Have you considered hiring a seasoned hanger? I'm just on my way out the door but I'm sure somebody will be along shortly and give you a detailed answer....

As for the stripping - Don't score it if it's sheetrock. If it's a vinyl then sometimes the face will peel off and the backing will wet and remove easily. Use a flexible type scraper and not a stiff one. Slide the scraper gently behind the paper. I wouldn't use an airless because you won't be able to control the of the amount of water as well as you can with a hand sprayer. I sometimes use a wet sponge too. If you've got one then leaving a steam stripper just boiling away in the room with the doors shut helps a lot. Sheet up well, especially around the edges to soak up run off. Try to keep it as dry as you can around electrical outlets. Masking them can help but water tends to get in anyway so a lot of care needs to be taken.
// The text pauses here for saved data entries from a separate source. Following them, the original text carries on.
PR #1613, opened 2025-04-02
common: include file and line number in scx_bpf_error

JakeHillion:
scx_bpf_error takes a user provided format string and args to exit the scheduler
with an error. When deploying a scheduler at scale this can be tricky to convert
back to a line of code. Add the `__FILE__` and `__LINE__` macros to give us a
fighting chance of finding the line the error occurred on.

Uses string literal concatenation rather than printf parameters to avoid using
up the 6 argument limit in BPF-C. This string should end up as a compile time
constant instead of on the BPF stack, and is passed directly to the kfunc.

Test plan:
- Built everything (local for Rust & CI for all).

Tested by injecting a failure into p2dq. Before:

    Error: EXIT: scx_bpf_error (failed)

After:

    Error: EXIT: scx_bpf_error (src/bpf/main.bpf.c:1047: failed)

### DIFF
--- a/scheds/include/scx/common.bpf.h
+++ b/scheds/include/scx/common.bpf.h
@@ -105,6 +105,9 @@ void scx_bpf_events(struct scx_event_stats *events, size_t events__sz) __ksym __
 static inline __attribute__((format(printf, 1, 2)))
 void ___scx_bpf_bstr_format_checker(const char *fmt, ...) {}
 
+#define SCX_STRINGIFY(x) #x
+#define SCX_TOSTRING(x) SCX_STRINGIFY(x)
+
 /*
  * Helper macro for initializing the fmt and variadic argument inputs to both
  * bstr exit kfuncs. Callers to this function should use ___fmt and ___param to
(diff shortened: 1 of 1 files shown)


hodgesds (approved):
Seems super useful to me, curious to what others think.

etsal (approved):
Looks good to me, normally scx_bpf_error messages are distinct and self-descriptive enough that the func/line number doesn't make much of a difference but it doesn't hurt either. The func/line number does provide a nice way to find out if we're accidentally running a stale binary.

arighi (commented):
Looks really useful to me!

Maybe there are too many parenthesis in the output, how about having something like this for the error line?
```
scx_bpf_error src/bpf/main.bpf.c:1363 failed
```

JakeHillion:
> Looks really useful to me!
> 
> Maybe there are too many parenthesis in the output, how about having something like this for the error line?
> 
> ```
> scx_bpf_error src/bpf/main.bpf.c:1363 failed
> ```

I've been trawling the code for this, I think the outer set of parantheses come from the kernel? In Rust we get a `*const c_char` seemingly from somewhere else, and the output is in the DEBUG DUMP section (I didn't give enough context in the commit message):

```
DEBUG DUMP

scx_p2dq[1615089] triggered exit kind 1025:
  scx_bpf_error ((src/bpf/main.bpf.c:1047) failed)

Backtrace:
  scx_bpf_error_bstr+0x66/0x80
  bpf_prog_7a8b3652834ed4d2_p2dq_init_task+0x48/0x2a8
  bpf__sched_ext_ops_init_task+0x4b/0xb3
  scx_ops_init_task+0x6d/0x1a0
  scx_ops_enable.isra.0+0x9fa/0xed0
  bpf_struct_ops_link_create+0x167/0x1c0
  __sys_bpf+0x1a41/0x2310
  __x64_sys_bpf+0x1e/0x30
  do_syscall_64+0xb7/0x210
  entry_SYSCALL_64_after_hwframe+0x77/0x7f

CPU states
----------

CPU 7   : nr_run=0 flags=0x11 cpu_rel=0 ops_qseq=28548 pnt_seq=207336
          curr=scx_p2dq[1615089] class=fair_sched_class

```

I can drop the parentheses and make this look like:

    scx_bpf_error (src/bpf/main.bpf.c:1047: failed)

From userspace, unless I'm misunderstanding something here.

JakeHillion:
Updated the output format. Still has one set of parantheses that I don't think I'm adding but is a bit less verbose now. It looks the same in the debug dump and in the error reason, so I think this extra set come from the kernel.

multics69 (approved):

arighi (approved):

Don't be _too _fussy about leaving paste residue if you're re-papering the area. Once it's stripped and cleaned down let it dry and sand with 120 grit when it's dry before priming.


----------



## nEighter (Nov 14, 2008)

tooled you are too cool man. Have a good day dude.


----------



## chrisn (Jul 15, 2007)

Hell, if we answered all those questions , we would'nt have a job.:blink:


----------



## chrisn (Jul 15, 2007)

I told her I prefer only doing work that I can say with 100% confidence that I know "*exactly* what I am doing". 
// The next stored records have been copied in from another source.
PR #1615, opened 2025-04-02
scx_chaos: fix missing kernel symbols on older kernels.

devnexen:


JakeHillion (changes requested):
This change breaks some invariants in this code that I probably should have commented. `scx_bpf_dsq_move` and the previous name `scx_bpf_dispatch_from_dsq` return true if the task was consumed from the iterated DSQ, or false if it had previously been consumed/dequeued. The code in chaos is carefully written such that items are only dequeued in one place, which means we don't need to check the return value.

The compat macros here return `false` if there is no compatible kfunc, which we would need to handle. But I think this is still a step too far for chaos - chaos should not attach if neither name of this kfunc is available because it cannot work - it is guaranteed to stall as soon as anything chaotic happens.

I think the approach here would be to have a custom compat macro for chaos that selects the correct name but fails if `scx_bpf_dispatch_from_dsq` isn't present. What do you think?

devnexen:
Ah ok good to know, I can see to this.

JakeHillion (changes requested):
My bad, I think I wasn't clear before. The `bpf_dsq_move` wrapper for example should look like:

    #define __COMPAT_chaos_scx_bpf_dsq_move(it__iter, p, dsq_id, enq_flags) \
        (bpf_ksym_exists(scx_bpf_dsq_move) ? \
            scx_bpf_dsq_move((it__iter), (p), (dsq_id), (enq_flags) : \
            scx_bpf_dispatch_from_dsq___compat((it__iter), (p), (dsq_id), (enq_flags)))

The formatting in the GitHub comment is a total mess but please make sure the `\` are indented with tabs and lined up.

The behaviour here should be that scx_chaos fails to attach completely on a kernel that has neither kfunc, not that it fails at runtime. The `scx_bpf_error` here will let the scheduler attach then later have it fail - this is inappropriate because some variant of `scx_bpf_dsq_move` is essential for chaos to function, so it shouldn't be able to attach unless the kfunc is available by one name or the other.

If you implement the macros like that and drop the unnecessary `scx_bpf_unknown_ksym` I'll be happy to take this patch - let me know if anything is unclear :)

JakeHillion (approved):
Thanks for the cleanup!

I would stick buy that instinct.


----------



## daArch (Mar 15, 2008)

Last Craftsman said:


> I am pretty well versed from threads how to remove paste once you get to that stage. I have one question which is, will the Zinsser Gards seal in any residuals from paste to prevent it bleeding through painted topcoats? If not, what is best to prime with before painting?


My preference is to wash residue off and then rinse. That way you do not have to worry about over stated cliams by manufacturers about what their products can seal.





> I have seen a few people say use an airless with water, and others say a garden sprayer. I read that safe and simple is the solution of choice.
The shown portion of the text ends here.